If Happe is right about this resignification, it shows that camps can, under certain conditions, present a positive biopolitics. If the camp is the virtual one of cognitive capitalism, then it makes sense to make an actual camp as an act of resistance, because the material camp of Occupy is defined by its own mobility and purposelessness. At the same time, insisting on the materiality of the camp constitutes a refusal of the commodity circuits of cognitive capital, where every desire can only be expressed through the structure of a brand loyalty – even, increasingly, food. Although it wasn’t going anywhere until forced, Occupy also didn’t have a telos: it was constructed as an aleatory event, and could be deconstructed. Indeed, Happe cites precisely the (one wants to say: rhizomatic) reemergence of Occupy in the “most tangible ways possible: hurricane disaster relief, occupation of foreclosed homes, and debt relief” (220) as evidence of its success.
Happe emphasizes just how radically new the way of life presented in the camps can be, but here I think some caution is in order.

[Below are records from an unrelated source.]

PR #329, opened 2022-10-17
Use `docker compose` instead of `docker-compose`

mrhead:
`docker-compose` (AKA Docker Compose V1) is now deprecated and replaced by `docker compose` (AKA Docker Compose V2).

More info:
- https://docs.docker.com/compose/reference/
- https://www.docker.com/blog/announcing-compose-v2-general-availability/

### DIFF
--- a/README.md
+++ b/README.md
@@ -5,8 +5,8 @@
 ### Setup instructions
 
 - Install [Docker](https://www.docker.com/get-started).
-- Run `docker-compose up` to start all needed containers. You can stop them with Ctrl+C.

The claims of radicality seem true, but only to a point: to the extent that the camps present something completely new, their value as parrhesia diminishes, and they veer toward the abstract negation of Agamben’s camp. In a sympathetic interpretation of Agamben, Sergei Prozorov suggests that, “to this reduction [of which camps are exemplary] of bios to bare life (zoe as bios), in which biological life is posited as a political task, Agamben opposes a politics without tasks, a politics contained in the sheer experience of existence (bios as zoe) that does not strive to attain any identity or realize a vocation” (346).
But tasks are inevitable, even if identity and vocation are not. We need to feed those present in the park.